= EcoProfit =

ECOPROFIT (in full Ecological Project for Integrated Environmental Protection, in German Ökoprofit) was developed in 1991 in Graz, Austria by the Environmental Office of the City of Graz and Graz University of Technology.

ECOPROFIT is a cooperative approach between the regional authority and local companies with the goal of reducing cost for waste, raw materials, water, and energy. Reductions in these areas also reduce environmental aspects of businesses. The model addresses production companies as well as hospitals, hotels, service companies and tradespeople.

Important elements of ECOPROFIT are workshops in Cleaner production and individual consulting by experienced consultants. After the first year the companies are audited (legal compliance, environmental performance, environmental programme) and receive an official award by the City. A number of companies at the same time goes for certification according to ISO 14001.

Additionally, most of the companies join the so-called ECOPROFIT CLUB. In regular workshop meetings they receive an exchange of experience and update their knowledge on environmental law and new organisational and technical development. The companies also receive support by consultants in the identification and implementation of new measures.

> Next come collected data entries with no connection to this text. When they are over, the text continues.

PR #6902, opened 2023-11-29
editor-theme3: fix transparent inputs

### LINKED ISSUE #6806: Block input transparcy causes text glitch on focus
### Description

> When applying transparency to "block entry" with the block theme addon, when editing an entry, the text is glitched because of a small font size/spacing issue. It seems the bug is only present on custom blocks.
>
>How to reproduce:
>1. Activate the "custom block theme" addon and give it ~20% opacity
>2. Open the Scratch editor and create a new custom block, with an input entry
>3. Take an instance of the custom block and write a long string inside
>
>What should happen:
>* Nothing should go wrong
>
>What is happening:
>* There are two texts with the same characters overlapping each other - Probably the html input and the background text >when unselected
>
>Possible fix:
>* Switch "display: none" CSS attribute between the two so one is hidden when it's inactive
>* Keep the input and the text as the same element

### Steps to reproduce

I can reproduce without making a custom block.

1. Enable `editor-theme3`
2. Set the block input color to 20% opacity
3. Click a block input

20231024_09h13m16s_grim

### Environment

Browser: Chromium 117
Operating system: Linux

mxmou:
Resolves #6806

### Changes

Makes the HTML part of a focused block input invisible.

### Tests

Tested on Edge and Firefox.

### DIFF
--- a/addons/editor-theme3/black_text.css
+++ b/addons/editor-theme3/black_text.css
@@ -6,9 +6,6 @@
 .blocklyEditableText > text {
   fill: var(--editorTheme3-inputColor-blackText);
 }
-.blocklyHtmlInput {
-  color: var(--editorTheme3-inputColor-blackText);
-}
 
 .blocklyDropDownDiv .goog-menuitem,
 .sa-contextmenu-colored .blocklyContextMenu .goog-menuitem .goog-menuitem-content {
--- a/addons/editor-theme3/theme3.css
+++ b/addons/editor-theme3/theme3.css
@@ -2,8 +2,11 @@
   fill: var(--editorTheme3-inputColor-text);
 }
 .blocklyHtmlInput {
-  background-color: var(--editorTheme3-inputColor);
-  color: var(--editorTheme3-inputColor-text);
+  /* Hide the HTML input so that only the SVG part is visible.
+     This is needed for transparent inputs. */
+  background-color: transparent;
+  color: transparent;
+  caret-color: var(--editorTheme3-inputColor-text);
 }
 
 /* Override Scratch's high contrast theme */


DNin01 (commented):
This makes the text selection highlight be layered over the text, causing a subtle text color change.

With invisible `.blocklyHtmlInput`:
Text with selection highlight layered above

With visible `.blocklyHtmlInput`:
Text with selection highlight layered below

`color: transparent` here is also overridden by [`black_text.css:9`](https://github.com/ScratchAddons/ScratchAddons/blob/22608151e3f3b5ebb2ca72c59e08053a7372aaba/addons/editor-theme3/black_text.css#L9-L11), which happens when the text color is set to Black.

mxmou:
> This makes the text selection highlight be layered over the text, causing a subtle text color change.
> 
> With invisible `.blocklyHtmlInput`: Text with selection highlight layered above
> 
> With visible `.blocklyHtmlInput`: Text with selection highlight layered below

Hiding the SVG part instead of the HTML input would fix that, but I don't think it's possible with just CSS.

> `color: transparent` here is also overridden by [`black_text.css:9`](https://github.com/ScratchAddons/ScratchAddons/blob/22608151e3f3b5ebb2ca72c59e08053a7372aaba/addons/editor-theme3/black_text.css#L9-L11), which happens when the text color is set to Black.

Fixed.

DNin01 (approved):

DNin01:
> Hiding the SVG part instead of the HTML input would fix that, but I don't think it's possible with just CSS.

Yeah, I figured it would be tricky. It's not a necessity.

WorldLanguages (approved):

PR #6906, opened 2023-11-29
custom-block-shape: fix empty inputs

### LINKED ISSUE #6667: custom-block-shape: does not support blocks with 'null' inputs
### Description

Blocks with 'null' inputs normally look like this:
image

Compared to blocks with normal inputs:
image

When 'Customizable block shape' is applied with the '2.0 Blocks' preset, this is what they look like:
image
image

Notice that the null inputs (1st image) do not scale with the block, making them stick out horrendously. 

### Steps to reproduce

1. Turn off all addons.
2. [Go to the editor of this project.](https://scratch.mit.edu/projects/560198467/editor)
3. Note the perfectly fine-looking blocks. (Aside from the obviously JSON edited inputs)
4. Turn on 'Customizable block shape' and apply the '2.0 Blocks' preset.
5. Observe the ugliness of the null inputs.
6. Refresh and realize it doesn't fix it.
7. Sob 

Fixing this would be useful to TurboWarp extension creators as null inputs are often used for blocks that should only accept changing values such as reporters and booleans.

### Environment

Browser: 
Scratch Addons version: 
Operating system:

mxmou:
Resolves #6667

### Changes

Makes the padding setting of the `custom-block-shape` addon affect empty round inputs.

### Reason for changes

Some TurboWarp extensions use this type of input:
image

It currently looks like this with `custom-block-shape`:
image

### Tests

Tested by opening [this project](https://scratch.mit.edu/projects/560198467/editor) on Edge and Firefox.
image

### DIFF
--- a/addons/custom-block-shape/userscript.js
+++ b/addons/custom-block-shape/userscript.js
@@ -123,24 +123,24 @@ export default async function ({ addon, console }) {
       BlockSvg.INPUT_SHAPE_HEXAGONAL_WIDTH = 12 * GRID_UNIT * multiplier;
       BlockSvg.INPUT_SHAPE_ROUND =
         "M " +
-        4 * GRID_UNIT +
+        4 * GRID_UNIT * multiplier +
         ",0" +
         " h " +
-        4 * GRID_UNIT +
+        4 * GRID_UNIT * multiplier +
         " a " +
-        4 * GRID_UNIT +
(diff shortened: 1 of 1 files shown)


WorldLanguages (approved):
Interesting way to fix it.

Samq64 (approved):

The ECOPROFIT approach as a model of cooperation of the community with regional companies is used in 19 countries on 4 continents.
- Austria (Graz, Vienna, Vorarlberg, Klagenfurt),
- Germany (Munich, Berlin, Hamburg, Dortmund, Aachen, and 60 more cities),
- Slovenia (Ljubljana, Maribor),
- Italy (Modena),
- Hungary (Pécs),
- India (Gurgaon),
- Colombia (Bucaramanga, Medellín),
- Korea (Incheon, Busan),
- China (Panzhihua) and further more.

More than 5.000 companies worldwide participate in ECOPROFIT projects, most of them in Austria and Germany.

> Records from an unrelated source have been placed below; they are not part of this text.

PR #6915, opened 2023-11-30
New-ish addon: Redirect to standard forums (from mobile forums 404)

### LINKED ISSUE #6910: Remove the "redirect to standard forums" addon (&/or inclusions of the mobile forums in addons)
### Why this would be helpful

The mobile forums were removed (and even asked about in the forums) after the 4-5 day long maintenance lap, the addon is basically useless now since [any attempt to go to the mobile forums now gives you a 404](scratch.mit.edu/discuss/m/).

### My suggestion

Just remove the addon since it has no use anymore, although it might be best to ask contact-us before doing so incase it was only removed temporarily for whatever reason that exists.
EDIT:
> Reminder: I think one or more addons try to run on the mobile forums, that no longer exist

Since heavily related I think I can still edit and include this, however if not just let me know, but either way removing them if the removal of the mobile forums isn't temporary (kinda weird of the mobile forums did get removed only temporarily) could probably optimize a bit since they basically run on nothingness (eg. necropost highlighter is just gonna uselessly run on /m/* (disincluding the mobile page), however it has nothing to highlight anymore unless I'm also reading the code wrong lol)
### Possible alternatives

1. Move it to konami code (though that'd be an odd choice)
2. Wait and see if it's only a temporary removal (best guess would be asking contact-us, though I doubt this is temporal)
3. Add a note to addons including it that it no longer functions and may be deleted sometime soon (basically the same as 2 but with adding a note to all the addons that also run on the mobile forums)

### Additional context

https://scratch.mit.edu/discuss/topic/726596/ ("Were the mobile forums supposed to be removed?")
mobile leads to 404

iqnite:
Resolves #6910
Closes #6917 

### Changes

- ~~Remove the `redirect-mobile-forums` addon~~
- **New!** Attempt to redirect to the standard forums from 404 pages caused by `discuss/m/`
- Remove scripts that were exclusively for mobile devices
- Remove CSS rulesets that were exclusively for mobile devices
- **New!** Make the addon enabled by default
- ~~**New!** Change the addon's ID to `smart-404`~~

### Reason for changes

Scratch no longer supports the `discuss/m/` forums, so why should Scratch Addons support them? Still, there are links to the mobile forums, which cause 404 errors.

### Tests

Redirecting from 404 pages works.
I broadly tested the other addons where I removed the rulesets and scripts and I didn't notice any bugs. (I wrote this addon at 10 pm, so if anybody else could take a closer look at them?)
For the same reason, I kept the `dark-www` settings for mobile forums, as I'm not sure if it would still work.


DNin01:
> Just as a note: It should probably be worth seeing if it was only a temporary removal, though it might be unlikely

Yeah, there is a small chance that they might come back soon, but my guess is they are gone. Wait a few weeks, perhaps?

Chiroyce1:
If they have decided on removing it entirely, it only makes this addon more useful by redirecting any old mobile links either on Scratch itself or more commonly Google search, see #6917

iqnite:
I know, I set up this PR to be ready then. But the addon could also be modified to redirect to the forums instead of showing a 404 page when people click on a mobile forum link.

Samq64:
Could `redirect-mobile-forums` be re-added? Also the [forum match](https://github.com/ScratchAddons/ScratchAddons/blob/26dac9a5f4d3dba31fa1c436129de65a9548b3d6/background/get-userscripts.js#L344) can be simplified.

iqnite:
**Update:** Based on user feedback, I've added back the addon, and augmented its functionality so that it automatically redirects from 404 pages that were invoked from mobile forum links.
It has the potential to become a "Smart 404" addon... (flashbacks from SA Nightly)

addons/redirect-mobile-forums/addon.json
```diff
@@ -1,6 +1,13 @@
 {
   "name": "Redirect to standard forums",
   "description": "Redirects you to the standard (\"main\") forums when you click a link to the mobile forums.",
+  "info": [
+    {
+      "id": "mobile-forum-deprecation-warning",
```
Samq64, line 6: Is a notice necessary I think updating the description should be enough.

Samq64 (commented):
#6917I was actually a PR for the `redirect-mobile-forums` changes, I just wanted it added back the way it was so there wouldn't be any conflicts, but now that it's done it could also just be closed when this is merged instead.

addons/redirect-mobile-forums/userscript.js
```diff
@@ -1,3 +1,4 @@
 export default async function ({ addon, console, msg }) {
-  window.location.replace(window.location.href.replace("m/", ""));
+  if (window.location.href.includes("https://scratch.mit.edu/discuss/m/"))
```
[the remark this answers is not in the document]
iqnite: Is scratch.mit.edu automatically supposed?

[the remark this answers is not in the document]
iqnite: I tried it and it doesn't work...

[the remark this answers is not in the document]
iqnite: The problem is that 404 pages have a weird URL. They're shown as `/discuss/m`, but they're actually `/404`.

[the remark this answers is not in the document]
DNin01: Try this:
```suggestion
  if (window.location.pathname.startsWith("/discuss/m/"))
```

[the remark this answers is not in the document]
Samq64: Yeah I just accidentally forgot to type `pathname`.

iqnite:
Should we change the addon's ID to `smart-404`? That way, it would be enabled by default for new and existing users.

WorldLanguages:
> Should we change the addon's ID to `smart-404`? That way, it would be enabled by default for new and existing users.

I wouldn't name it `smart-404` unless we actually plan to implement a smart 404 feature. You can consider just adding `-v2` at the end of the addon name.

iqnite:
But if somebody wants to build a smart 404 mechanism for other pages, they can it on this addon.

BroJac5246:
> But if somebody wants to build a smart 404 mechanism for other pages, they can it on this addon.

If an addon's scope is expanded, it generally keeps the ID that refers to the old function. Anticipating a Smart 404s addon and changing the ID to that would not follow this custom, so the ID shouldn't be changed unless it is determined (before this or other similar PRs are merged) that the addon's scope should be expanded.

Samq64 (approved):

addons/redirect-mobile-forums-v2/addon.json
```diff
@@ -1,6 +1,6 @@
 {
   "name": "Redirect to standard forums",
-  "description": "Redirects you to the standard (\"main\") forums when you click a link to the mobile forums.",
+  "description": "Redirects you to the standard (\"main\") forums when you click a link to the mobile forums, avoiding Page not found errors.",
```
DNin01, line 3: A description suggestion I proposed on #6917:

```suggestion
  "description": "Redirects you to the standard (\"main\") view of the forums when you follow a link to the mobile view of the forums (which doesn't work anymore)",
```

iqnite: It should be clear that you get an error if you don't enable this addon.

DNin01: Like this?
```suggestion
  "description": "Redirects you to the standard (\"main\") view of the forums when you follow a link to the mobile view of the forums, avoiding Page not found errors.",
```

DNin01: > I think it should be visit instead of follow

"Visit" could work but may as well be changed from "visit a link to" to just "visit". Other alternative verbs include "open" and "go to".

addons/necropost-highlighter/userscript.js
```diff
@@ -29,13 +29,11 @@ export default async function ({ addon, global, console, msg }) {
...
-  const isMobileSite = /^\/discuss\/m\//.test(location.pathname);
-  // tableBodyNode will be null on mobile and non-table search page:
+  // tableBodyNode will be null on non-table search page:
   // https://scratch.mit.edu/discuss/search/?action=show_user&show_as=posts
-  const tableBodyNode = document.querySelector("tbody"); // null on mobile
+  const tableBodyNode = document.querySelector("tbody");
 
-  if (!tableBodyNode && !isMobileSite) {
+  if (!tableBodyNode) {
     // Standard site page without a table. Don't run on this page.
```
DNin01, line 37: This comment could be simplified as we don't have to account for the mobile forums anymore:
```suggestion
    // No table on this page. Don't run.
```

DNin01 (approved):
I should've probably tested this a little more, but I don't want to keep us waiting. This looks good enough.

WorldLanguages:
Sorry I forgot to move the milestone. Strings are closed right now, so we can't add new addons (technically it's not new, but the addon ID is new, so all translations are lost)

Samq64:
Is this ready to merge then?

WorldLanguages:
I think we forgot to update the regexes on addons/necropost-highlighter/addon.json that still consider the mobile forums

WorldLanguages:
> Could `redirect-mobile-forums` be re-added? Also the [forum match](https://github.com/ScratchAddons/ScratchAddons/blob/26dac9a5f4d3dba31fa1c436129de65a9548b3d6/background/get-userscripts.js#L344) can be simplified.

That too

In Graz, a city with 260.000 inhabitants, until today, on an annual basis approximately 2 million Euros are saved. Results include (as of 2002, first year savings): 100.000 m³ of water, 2 GWh electricity, 0,5 GWhs of process heat, 700 tons of solid waste. This makes Ecoprofit an important means to reduce the industrial contribution to Global warming. In the German projects, more than 100.000 tons of carbon dioxide are saved annually.